Thermodynamics and Phase Structure of the Two-Flavor Nambu--Jona-Lasinio Model Beyond Large-N_c

TL;DR

This paper applies the optimized perturbation theory to the two-flavor NJL model, going beyond the large-N_c approximation to analyze its thermodynamics and phase structure at finite temperature and density.

Contribution

It introduces a nonperturbative OPT approach to the NJL model that captures 1/N_c corrections and improves upon the mean-field approximation.

Findings

OPT results differ from large-N_c predictions for critical quantities

Phase diagram shows nonperturbative effects beyond mean-field

Deviations from Gell-Mann-Oakes-Renner relation are derived

Abstract

The optimized perturbation theory (OPT) method is applied to the $SU(2)$ version of the Nambu--Jona-Lasinio (NJL) model both at zero and at finite temperature and/or density.
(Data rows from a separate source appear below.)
PR #2989, opened 2025-10-30
make operator's pulumi projects scope configurable and add the GHA project

mblaze-da:
In principle this change should not cause any change in Pulumi resources right now. It is needed though for [875](https://github.com/DACH-NY/canton-network-internal/issues/875) so that deploying an operator in the `splice` cluster that manages only the `gha` project is possible. I'm testing this functionality on a scratchnet manually.

### DIFF
--- a/cluster/pulumi/common/src/operator/config.ts
+++ b/cluster/pulumi/common/src/operator/config.ts
@@ -33,12 +33,29 @@ const ProjectFilterSchema = z.union([
 
 export type ProjectFilter = z.infer<typeof ProjectFilterSchema>;
 
-const defaultProjectFilters = [
-  'canton-network',
-  'infra',
-  'sv-canton',
-  'validator-runbook',
-] as const;
+function* iterateDefaultProjectFilters(): Generator<ProjectFilter> {
+  yield 'canton-network';
+  yield 'infra';
+  yield 'sv-canton';
+  yield 'validator-runbook';
+
+  // TODO(DACH-NY/canton-network-internal#875): Remove the following env. var. based additions when
+  //   it is certain that all cases of their usage is replaced with explicit configuration.
+  //   Note that their inclusion is purposefully limited to default project filters so that explicit
+  //   configuration always takes precedence to maximize clarity.
+  if (DeploySvRunbook) {
+    yield 'sv-runbook';
+  }
+  if (config.envFlag('SPLICE_DEPLOY_MULTI_VALIDATOR', false)) {
+    yield 'multi-validator';
+  }
+  if (mustInstallValidator1) {
+    yield 'validator1';
+  }
+  if (mustInstallSplitwell) {
+    yield 'splitwell';
+  }
+}
 
 export const OperatorDeploymentConfigSchema = z.object({
   operatorDeployment: z.object({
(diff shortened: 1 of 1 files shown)


cluster/pulumi/deployment/src/config.ts
```diff
@@ -0,0 +1,57 @@
...
+export type ProjectFilter = z.infer<typeof ProjectFilterSchema>;
+
+const defaultProjectFilters = [
+  'canton-network',
+  'infra',
+  'sv-canton',
+  'validator-runbook',
+] as const;
+
+const DeploymentConfigSchema = z.object({
```
nicu-da: we should probably merge within the same file as OperatorDeploymentConfigSchema

I agree it's a bit awkward the location because of reasons but better than having the config split

cluster/pulumi/deployment/src/config.ts
```diff
@@ -0,0 +1,57 @@
...
+  deployment: z
+    .object({
+      projectWhitelist: z.set(ProjectFilterSchema),
```
nicu-da:
```suggestion
      projectsToDeploy: z.set(ProjectFilterSchema),
```

cluster/pulumi/deployment/src/config.ts
```diff
@@ -0,0 +1,57 @@
...
+
+const ProjectFilterSchema = z.union([
+  z.literal('canton-network'),
+  z.literal('gha'),
+  z.literal('infra'),
+  z.literal('multi-validator'),
+  z.literal('splitwell'),
+  z.literal('sv-canton'),
+  z.literal('sv-runbook'),
+  z.literal('validator-runbook'),
```
nicu-da: This is actually a good time to get rid of validator-runbook naming here. Can we set for the config the name of validators? 

Reason is that this actually controls mutliple validators but validator-runbook is just the legacy name when it was just one of them

cluster/pulumi/common/src/operator/config.ts
```diff
@@ -9,6 +17,29 @@ export const StackConfigSchema = z.object({
   parallelism: z.number().optional(),
 });
 
+const ProjectFilterSchema = z.union([
+  z.literal('canton-network'),
```
martinflorian-da, line 21: Nit: can this be refactored into something slightly less verbose, such as `['a','b','c'].map(z.literal)`?

martinflorian-da (approved):
Beautiful stuff, thank you!

In part because it's maybe a nice exercise, but mostly for my OCD, I suggest to run the following checks before merging:

- hdm_test on a scratch (that one uses the operator): https://github.com/DACH-NY/canton-network-internal/blob/90abd4cd073cfddb206e77046446752aa44ce6e5/README.md?plain=1#L131
- deployments preview on a prod cluster, triggered on a (draft) PR on internal that pins its `splice` submodule to this branch
- ~same as :point_up: but for the `splice` cluster (I think you did this already but my memory is bad... and also you didn't comment about this on your PR here?)~ nvm, I remembered/rediscovered https://github.com/DACH-NY/canton-network-internal/pull/2512 now

cluster/pulumi/common/src/operator/config.ts
mblaze-da: This breaks proper literal typing.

At the first nontrivial order the OPT exhibits a class of 1/N_c corrections which produce nonperturbative results that go beyond the standard large-N_c, or mean-field approximation. The consistency of the OPT method with the Goldstone theorem at this order is established, and appropriate OPT values of the basic NJL (vacuum) parameters are obtained by matching the pion mass and decay constant consistently. Deviations from standard large-N_c relations induced by OPT at this order are derived, for example, for the Gell--Mann-Oakes-Renner relation. Next, the results for the critical quantities and the phase diagram of the model, as well as a number of other thermodynamical quantities of interest, are obtained with OPT and then contrasted with the corresponding results at large N_c.